START DATA PROVIDED

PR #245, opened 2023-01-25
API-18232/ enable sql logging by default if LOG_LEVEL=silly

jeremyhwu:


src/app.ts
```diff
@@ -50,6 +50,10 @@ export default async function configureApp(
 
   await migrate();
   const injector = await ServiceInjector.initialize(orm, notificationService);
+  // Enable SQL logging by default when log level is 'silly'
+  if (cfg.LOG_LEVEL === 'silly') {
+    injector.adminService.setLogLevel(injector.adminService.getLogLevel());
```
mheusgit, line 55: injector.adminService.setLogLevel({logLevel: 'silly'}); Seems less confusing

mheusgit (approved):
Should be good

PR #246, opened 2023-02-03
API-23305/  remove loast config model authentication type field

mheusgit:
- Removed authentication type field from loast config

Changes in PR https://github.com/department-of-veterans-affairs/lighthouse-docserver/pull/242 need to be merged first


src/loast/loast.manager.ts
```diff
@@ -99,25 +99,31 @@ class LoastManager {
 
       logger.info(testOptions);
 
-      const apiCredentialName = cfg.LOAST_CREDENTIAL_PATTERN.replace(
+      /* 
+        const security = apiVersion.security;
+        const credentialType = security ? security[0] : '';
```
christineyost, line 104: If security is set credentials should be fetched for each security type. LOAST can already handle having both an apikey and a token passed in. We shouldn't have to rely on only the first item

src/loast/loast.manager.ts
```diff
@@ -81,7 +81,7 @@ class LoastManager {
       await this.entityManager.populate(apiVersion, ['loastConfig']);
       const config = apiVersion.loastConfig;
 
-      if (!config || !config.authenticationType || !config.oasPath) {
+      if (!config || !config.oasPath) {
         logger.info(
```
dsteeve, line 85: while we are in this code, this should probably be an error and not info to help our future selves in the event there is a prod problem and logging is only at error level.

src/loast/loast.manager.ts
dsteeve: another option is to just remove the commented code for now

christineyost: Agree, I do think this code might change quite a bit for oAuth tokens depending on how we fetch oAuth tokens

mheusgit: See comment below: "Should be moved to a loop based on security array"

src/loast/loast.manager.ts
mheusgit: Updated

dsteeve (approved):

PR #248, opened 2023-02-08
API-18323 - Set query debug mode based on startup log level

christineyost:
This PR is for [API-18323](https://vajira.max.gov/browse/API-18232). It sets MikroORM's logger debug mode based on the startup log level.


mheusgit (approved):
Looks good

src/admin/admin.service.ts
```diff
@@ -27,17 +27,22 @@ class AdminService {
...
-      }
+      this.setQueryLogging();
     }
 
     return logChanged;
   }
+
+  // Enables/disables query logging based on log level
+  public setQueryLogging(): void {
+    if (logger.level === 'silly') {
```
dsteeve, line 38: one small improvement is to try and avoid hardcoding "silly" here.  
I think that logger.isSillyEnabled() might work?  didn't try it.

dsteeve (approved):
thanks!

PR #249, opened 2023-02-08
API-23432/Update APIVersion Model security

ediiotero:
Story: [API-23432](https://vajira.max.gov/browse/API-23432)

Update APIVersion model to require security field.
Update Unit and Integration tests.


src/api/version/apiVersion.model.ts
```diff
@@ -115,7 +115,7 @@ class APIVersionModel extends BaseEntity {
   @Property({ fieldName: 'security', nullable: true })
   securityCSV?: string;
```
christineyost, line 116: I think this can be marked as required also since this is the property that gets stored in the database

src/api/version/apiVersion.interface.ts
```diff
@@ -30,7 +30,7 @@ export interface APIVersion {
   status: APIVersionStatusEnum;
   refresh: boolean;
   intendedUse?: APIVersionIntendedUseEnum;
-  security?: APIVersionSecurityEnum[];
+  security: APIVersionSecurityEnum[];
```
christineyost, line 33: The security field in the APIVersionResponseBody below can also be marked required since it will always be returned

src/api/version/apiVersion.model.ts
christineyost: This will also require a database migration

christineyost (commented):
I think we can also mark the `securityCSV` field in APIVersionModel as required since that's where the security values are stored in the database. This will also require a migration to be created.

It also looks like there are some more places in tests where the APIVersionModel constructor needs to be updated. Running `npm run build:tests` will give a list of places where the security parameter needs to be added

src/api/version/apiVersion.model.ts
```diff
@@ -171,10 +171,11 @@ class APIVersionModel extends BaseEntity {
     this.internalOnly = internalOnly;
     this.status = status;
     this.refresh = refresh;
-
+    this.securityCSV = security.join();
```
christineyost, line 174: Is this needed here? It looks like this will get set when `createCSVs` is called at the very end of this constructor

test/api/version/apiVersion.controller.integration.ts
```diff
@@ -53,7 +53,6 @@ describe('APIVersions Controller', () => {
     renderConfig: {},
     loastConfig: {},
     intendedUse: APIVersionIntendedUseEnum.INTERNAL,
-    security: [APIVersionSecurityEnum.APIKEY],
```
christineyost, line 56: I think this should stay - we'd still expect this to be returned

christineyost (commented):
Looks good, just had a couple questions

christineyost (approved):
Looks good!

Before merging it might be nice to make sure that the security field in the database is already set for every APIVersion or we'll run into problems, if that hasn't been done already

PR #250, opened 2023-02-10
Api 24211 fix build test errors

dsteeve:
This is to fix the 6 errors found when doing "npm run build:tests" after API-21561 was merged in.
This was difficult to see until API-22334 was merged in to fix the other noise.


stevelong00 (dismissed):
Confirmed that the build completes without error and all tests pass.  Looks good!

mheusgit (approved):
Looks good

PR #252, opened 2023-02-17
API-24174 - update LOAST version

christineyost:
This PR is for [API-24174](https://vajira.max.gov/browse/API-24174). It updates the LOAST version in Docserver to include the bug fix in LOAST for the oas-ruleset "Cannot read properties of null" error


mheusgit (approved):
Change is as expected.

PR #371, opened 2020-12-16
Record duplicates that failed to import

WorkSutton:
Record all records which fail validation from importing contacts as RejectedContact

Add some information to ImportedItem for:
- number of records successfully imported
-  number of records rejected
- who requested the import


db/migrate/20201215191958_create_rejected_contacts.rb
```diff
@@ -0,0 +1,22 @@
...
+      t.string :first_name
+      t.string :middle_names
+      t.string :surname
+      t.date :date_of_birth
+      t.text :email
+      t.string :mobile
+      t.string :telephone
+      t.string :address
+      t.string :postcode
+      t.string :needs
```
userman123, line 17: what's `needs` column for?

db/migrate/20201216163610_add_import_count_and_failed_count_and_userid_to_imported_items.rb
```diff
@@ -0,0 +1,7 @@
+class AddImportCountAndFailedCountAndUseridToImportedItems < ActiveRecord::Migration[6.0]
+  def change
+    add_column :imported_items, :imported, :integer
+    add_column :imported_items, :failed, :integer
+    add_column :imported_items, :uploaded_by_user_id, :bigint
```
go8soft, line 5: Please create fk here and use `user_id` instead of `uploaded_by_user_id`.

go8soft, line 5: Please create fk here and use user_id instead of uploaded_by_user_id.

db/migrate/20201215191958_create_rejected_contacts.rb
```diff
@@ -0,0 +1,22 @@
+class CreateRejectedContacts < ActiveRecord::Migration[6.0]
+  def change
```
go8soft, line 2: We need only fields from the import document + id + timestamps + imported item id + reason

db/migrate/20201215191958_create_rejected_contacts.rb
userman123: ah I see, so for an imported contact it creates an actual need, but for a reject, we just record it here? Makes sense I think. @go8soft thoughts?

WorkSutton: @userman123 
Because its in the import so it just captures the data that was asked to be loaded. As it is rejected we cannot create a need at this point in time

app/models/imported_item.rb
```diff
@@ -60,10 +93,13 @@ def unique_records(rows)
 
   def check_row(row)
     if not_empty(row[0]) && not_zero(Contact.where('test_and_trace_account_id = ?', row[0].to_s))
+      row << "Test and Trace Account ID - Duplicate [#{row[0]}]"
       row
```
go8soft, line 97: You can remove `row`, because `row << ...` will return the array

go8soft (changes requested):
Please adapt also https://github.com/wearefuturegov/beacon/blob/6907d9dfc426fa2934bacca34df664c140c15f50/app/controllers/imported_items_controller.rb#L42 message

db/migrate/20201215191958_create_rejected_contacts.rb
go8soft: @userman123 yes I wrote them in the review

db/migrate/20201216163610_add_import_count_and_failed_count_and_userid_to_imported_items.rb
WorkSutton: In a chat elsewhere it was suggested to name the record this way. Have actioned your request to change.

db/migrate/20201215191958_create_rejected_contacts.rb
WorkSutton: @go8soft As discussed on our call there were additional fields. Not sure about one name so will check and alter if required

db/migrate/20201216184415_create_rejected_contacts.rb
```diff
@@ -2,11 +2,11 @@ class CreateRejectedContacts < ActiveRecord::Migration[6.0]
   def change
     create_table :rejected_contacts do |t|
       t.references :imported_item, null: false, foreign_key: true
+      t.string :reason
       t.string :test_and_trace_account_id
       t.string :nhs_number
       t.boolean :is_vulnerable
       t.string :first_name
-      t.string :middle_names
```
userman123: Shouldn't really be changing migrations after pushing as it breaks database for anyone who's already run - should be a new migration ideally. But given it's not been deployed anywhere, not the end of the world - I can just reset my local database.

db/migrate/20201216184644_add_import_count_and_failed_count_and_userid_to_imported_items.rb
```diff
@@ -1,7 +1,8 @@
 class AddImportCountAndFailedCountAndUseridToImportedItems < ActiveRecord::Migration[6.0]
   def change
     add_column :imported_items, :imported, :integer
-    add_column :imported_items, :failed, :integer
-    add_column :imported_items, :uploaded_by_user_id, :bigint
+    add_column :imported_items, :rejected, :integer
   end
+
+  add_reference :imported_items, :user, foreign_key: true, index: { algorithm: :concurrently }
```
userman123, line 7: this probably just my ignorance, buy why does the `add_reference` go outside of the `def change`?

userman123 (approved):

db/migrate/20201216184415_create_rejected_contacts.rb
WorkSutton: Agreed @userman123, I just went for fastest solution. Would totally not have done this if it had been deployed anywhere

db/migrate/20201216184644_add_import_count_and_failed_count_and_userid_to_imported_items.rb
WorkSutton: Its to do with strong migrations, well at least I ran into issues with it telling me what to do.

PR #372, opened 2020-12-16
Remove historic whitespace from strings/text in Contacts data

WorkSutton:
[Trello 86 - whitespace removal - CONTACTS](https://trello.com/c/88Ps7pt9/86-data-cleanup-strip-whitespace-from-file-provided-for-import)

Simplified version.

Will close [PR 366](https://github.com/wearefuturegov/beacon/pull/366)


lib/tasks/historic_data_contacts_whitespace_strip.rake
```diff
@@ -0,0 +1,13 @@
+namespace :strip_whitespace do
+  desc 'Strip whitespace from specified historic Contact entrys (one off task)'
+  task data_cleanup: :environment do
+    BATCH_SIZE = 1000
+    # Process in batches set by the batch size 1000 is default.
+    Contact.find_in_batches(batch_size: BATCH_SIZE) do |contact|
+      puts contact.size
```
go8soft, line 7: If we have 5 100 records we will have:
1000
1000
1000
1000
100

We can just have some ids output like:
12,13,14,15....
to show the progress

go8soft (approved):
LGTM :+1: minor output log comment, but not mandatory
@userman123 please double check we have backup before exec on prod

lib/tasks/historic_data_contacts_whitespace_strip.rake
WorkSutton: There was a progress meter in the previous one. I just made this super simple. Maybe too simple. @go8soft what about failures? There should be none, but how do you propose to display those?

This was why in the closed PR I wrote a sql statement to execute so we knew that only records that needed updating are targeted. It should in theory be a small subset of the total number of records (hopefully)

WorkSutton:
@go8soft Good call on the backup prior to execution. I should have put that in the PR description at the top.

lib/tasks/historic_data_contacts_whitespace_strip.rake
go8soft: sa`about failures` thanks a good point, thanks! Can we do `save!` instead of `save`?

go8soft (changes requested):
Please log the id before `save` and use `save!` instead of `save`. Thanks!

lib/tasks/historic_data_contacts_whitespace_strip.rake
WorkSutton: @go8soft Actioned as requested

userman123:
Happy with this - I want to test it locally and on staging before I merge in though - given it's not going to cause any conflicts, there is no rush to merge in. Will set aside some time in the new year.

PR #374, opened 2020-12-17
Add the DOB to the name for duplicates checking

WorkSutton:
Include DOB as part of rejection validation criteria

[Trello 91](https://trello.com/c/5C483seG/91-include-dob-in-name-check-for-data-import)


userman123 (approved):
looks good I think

END DATA PROVIDED

WHAT YOU HAVE TO DO: In the entries above, identify each line that includes the string "migrations", then copy it.

EXERCISE RESPONSE:
userman123: Shouldn't really be changing migrations after pushing as it breaks database for anyone who's already run - should be a new migration ideally. But given it's not been deployed anywhere, not the end of the world - I can just reset my local database.
WorkSutton: Its to do with strong migrations, well at least I ran into issues with it telling me what to do.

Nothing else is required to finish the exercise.